I live in a climate that is sufficiently variable that it doesn't lend itself to programmed irrigation. At present I use simple mechanical timers. Put a sprinker in place, turn the timer on, and go do something else for 1-2 hours.

However this means I can't leave for more than 2 hours.

What I would like is a timer that has 2 controls: One is a delay, one is the run time. With such a system, and a timer for each hosebib (I have 9 hosebibs)

  • Go to area 3. Turn on water manually, adjust sprinkler, turn off water, set delay of 4 hours, run time of 2 hours.

  • Go to area 2. Turn on water manually, adjust sprinkler, turn off water, set delay of 2 hours, run time of 1.5 hours.

  • Go to area 1. Turn on water manually, adjust sprinkler, set run time of 1:45

So far all of the timers I've found are either simple mechanical ones that allow you to set a time to turn off, or they are programmed timers that have to repeat start at a given time and run time.

Some have a manual 'start watering now' feature, but this does not have a delay.

Additional requirements:

The unit cannot require access to 110v.
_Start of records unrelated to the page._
Issue #3177, opened 2025-02-10
Review foreign types in public APIs


Frando:
We currently expose quite a lot of types from dependencies in the pubic API of `iroh`. We should review that list before 1.0.
For some types from widely used crates with a 1.0 release, e.g. `bytes::Bytes` , we're likely fine with exposing them.

For others, like our `From<hickory_resolver::TokioResolver> for DnsResolver` impl, we might want to remove them.

For types from pre-1.0 crates, leaving them in the public API of iroh means we cannot update the crate (apart from patch-level changes) without a semver breaking change in iroh.

Frando:
There's this tool [`cargo-check-external-types`](https://github.com/awslabs/cargo-check-external-types) which produces a list of foreign types that are used in public APIs.  (If you want to try it out: Note that it needs a specific nightly version, see commands below - add the toolchain with rustup install before).

Note that it does *not* follow re-exports.

`external-types.toml`
```
allowed_external_types = [
    "anyhow::*",
    "bytes::*",
    "iroh_base::*",
    "iroh_metrics::*",
    "iroh_relay::*",
    "serde::*",
    "url::*",
]

```


Here's the current list for `iroh`, with a few crates already excluded (in the `external-types.toml`)
```
cd iroh
cargo +nightly-2024-06-30 check-external-types --config ../external-types.toml --output-format markdown-table --all-features | tee table.md
```

| Crate | Type | Used In |
| ---   | ---  | ---     |
| futures_core | futures_core::stream::Stream | iroh/src/watchable.rs:261:0 |
| futures_lite | futures_lite::future::Boxed | iroh/src/protocol.rs:115:4 |
| futures_lite | futures_lite::future::Boxed | iroh/src/protocol.rs:118:4 |
| futures_lite | futures_lite::stream::Boxed | iroh/src/discovery.rs:158:4 |
| futures_lite | futures_lite::stream::Boxed | iroh/src/discovery.rs:188:4 |
| iroh_net_report | iroh_net_report::metrics::Metrics | iroh/src/metrics.rs:4:0 |
| iroh_quinn | iroh_quinn::connection::AcceptBi | iroh/src/endpoint.rs:1356:4 |
| iroh_quinn | iroh_quinn::connection::AcceptBi | iroh/src/endpoint.rs:46:4 |
| iroh_quinn | iroh_quinn::connection::AcceptUni | iroh/src/endpoint.rs:1343:4 |
[...]

PR #3529, opened 2025-10-13
feat(iroh-base)!: reduce external types in the iroh-base API for keys

dignifiedquire:
## Description

In preparation of stabilizing our APIs, this removes `ed25519_dalek` types from the public API of `iroh-base`, except for a few conversions, which are `doc(hidden)` to clearly mark them as not stable.

Ref #3177

## Breaking Changes

-  added `iroh_base::Signature` which replaces `ed25519_dalek::Signature` in the public API of `iroh_base`
- `iroh_base` error types have changed
- removed `Into` and `From` conversions for `PublicKey` - `ed25519_dalek::VerifyingKey`
- removed `Into` and `From` conversions for `SecretKey` - `ed25519_dalek::SigningKey`

### DIFF
--- a/iroh/src/endpoint.rs
+++ b/iroh/src/endpoint.rs
@@ -1986,9 +1986,12 @@ impl Connection {
                         return Err(RemoteNodeIdSnafu.build());
                     }
 
-                    let peer_id = VerifyingKey::from_public_key_der(&certs[0])
-                        .map_err(|_| RemoteNodeIdSnafu.build())?
-                        .into();
+                    let peer_id = NodeId::from_bytes(
+                        VerifyingKey::from_public_key_der(&certs[0])
+                            .map_err(|_| RemoteNodeIdSnafu.build())?
+                            .as_bytes(),
+                    )
+                    .expect("valid key");
                     Ok(peer_id)
                 }
                 Err(err) => {
--- a/iroh/src/endpoint.rs
+++ b/iroh/src/endpoint.rs
@@ -1986,12 +1986,11 @@ impl Connection {
                         return Err(RemoteNodeIdSnafu.build());
                     }
 
-                    let peer_id = NodeId::from_bytes(
+                    let peer_id = NodeId::from_verifying_key(
                         VerifyingKey::from_public_key_der(&certs[0])
-                            .map_err(|_| RemoteNodeIdSnafu.build())?
-                            .as_bytes(),
-                    )
-                    .expect("valid key");
+                            .map_err(|_| RemoteNodeIdSnafu.build())?,
+                    );
+
                     Ok(peer_id)
                 }
                 Err(err) => {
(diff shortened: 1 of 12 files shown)


Frando:
Not sure about `#[doc(hidden)]` on `From` impls. It is quite error-prone: Users may write `key.into()` just because you're used to it and - it works. But if we deem these impls fine to break in semver-compat releases, then people run into it nevertheless. So I'd suggest to remove the `From` impls and have private `into_verifying_key` etc. fns. And users would then have to go over the to_bytes/from_bytes route, right? Which is what we'd recommend anyway if we mark the From impls doc_hidden.

Edit: And if we need the conversions in downstream crates, maybe make them pub fns with doc_hidden and a doc comment that explains that these may break in semver-compat releases?

dignifiedquire:
> Not sure about `#[doc(hidden)]` on `From` impls. It is quite error-prone: Users may write `key.into()` just because you're used to it and - it works. But if we deem these impls fine to break in semver-compat releases, then people run into it nevertheless. So I'd suggest to remove the `From` impls and have private `into_verifying_key` etc. fns. And users would then have to go over the to_bytes/from_bytes route, right? Which is what we'd recommend anyway if we mark the From impls doc_hidden.
> 
> Edit: And if we need the conversions in downstream crates, maybe make them pub fns with doc_hidden and a doc comment that explains that these may break in semver-compat releases?

yeah we can do that as alternative

dignifiedquire:
@Frando changed based on your suggestions

iroh/src/endpoint.rs
```diff
@@ -1986,9 +1986,12 @@ impl Connection {
                         return Err(RemoteNodeIdSnafu.build());
                     }
 
-                    let peer_id = VerifyingKey::from_public_key_der(&certs[0])
-                        .map_err(|_| RemoteNodeIdSnafu.build())?
-                        .into();
+                    let peer_id = NodeId::from_bytes(
```
Frando: This will be validating the key twice, maybe add `NodeId::from_public_key_der(&[u8]) -> Result<Self>`? But can also be a separate PR, I think this is not changed from before.

We also really should cache the remote's node id on the `Connection` struct I think, it seems expensive to do this whenever it's accessed. But also separate PR ofc.

iroh/src/key.rs
```diff
@@ -3,18 +3,21 @@
...
 use nested_enum_utils::common_fields;
 use snafu::{ResultExt, Snafu, ensure};
 
 pub(crate) const NONCE_LEN: usize = 24;
 
 const AEAD_DATA: &[u8] = &[];
 
-pub(super) fn public_ed_box(key: &ed25519_dalek::VerifyingKey) -> crypto_box::PublicKey {
+pub(super) fn public_ed_box(key: &PublicKey) -> crypto_box::PublicKey {
+    let key = ed25519_dalek::VerifyingKey::from_bytes(key.as_bytes()).expect("valid key");
```
Frando: se could use `key.as_verifying_key()` here if we keep it pub. I think the only other usage atm  is in `iroh/src/tls/verifier.rs`. So Either let's use `as_verifying_key` here and there, or make it not pub and use from_bytes/as_bytes in both places. But I think using the pub+doc_hidden fn here is fine.

Frando (approved):
nice! some comments but no blockers.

It's 1200 feet from the nearest plugin.

For similar reasons using a PC based controller is not an option.

It seems to me that this would be a useful device for people who water their lawns at night.

Additional clarification: (Added because of answer #1) The application will require a different use EVERY DAY. (sometimes twice a day.)
A timer that: * Repeats today at any time in the future is NOT wht I want. * Has a manual mode that only waters NOW is NOT what I want. * Requires more than 15 seconds to set for the day is NOT what I want.

I need: * Settable delay * Settable runtime. * Run. It will run ONCE and never run again until I come and hit the run button.

Desireable * Remembers last used parameters, so, if today is similar to yesterday, I may only have to change one parameter.

I need the functionality of a 2 clock mechanical timer where I twist one dial to set delay and another dial to set run time. The functionality can be emboddied in an electronic timer, but it has to be easy to set.

Does anyone know of a timer that allows to quickly set a delay and a run time, and it runs once and stops.

2 Answers 2


As I had been researching my own system set up, after I’ve read this question I started to try to note any timer with the delay feature, and had found that it is indeed a feature that is often absent. However, I did find couple products that have it.

Timers with delay feature

  • Dig 9001EZ 3/4" FHT Hose End Timer (which seems to be provided by Galcon, and could be available under that marque worldwide). It has two simple dials and a start button, which simplifies its operation, but also limits it, as the run times are preset in 2, 5, 10, 15, 30 or 45 minutes to 1, 3, 5 or 9 hours (so no 2.5 hours etc.). It runs off of 9V battery.

    Dig 9001EZ

    It may not be ideal, as it is limited to 5 U.S. gallons per minute (19 L/min) flow (which would be enough for drip irrigation or a single or couple manual sprinklers), there are limited run time options, and without using it I am not sure that re-programming the timer is easy, judging by the manual.

    Here’s the example of using the delay feature as quoted from the manual:

    For example: a 3 Hr irrigation, once every 3 days program, programmed to start 6 Hr later.

    1. Set the irrigation time selector to 3 Hr.
    2. Set the irrigation cycle time selector to “Delay”.
    3. Press and hold the “START” switch until you hear 6 clicks, including the first click. (The number of clicks corresponds to the number of delay hours before the controller opens the faucet/tap for the first time.)
    4. Set the irrigation cycle time selector to “3 Days”.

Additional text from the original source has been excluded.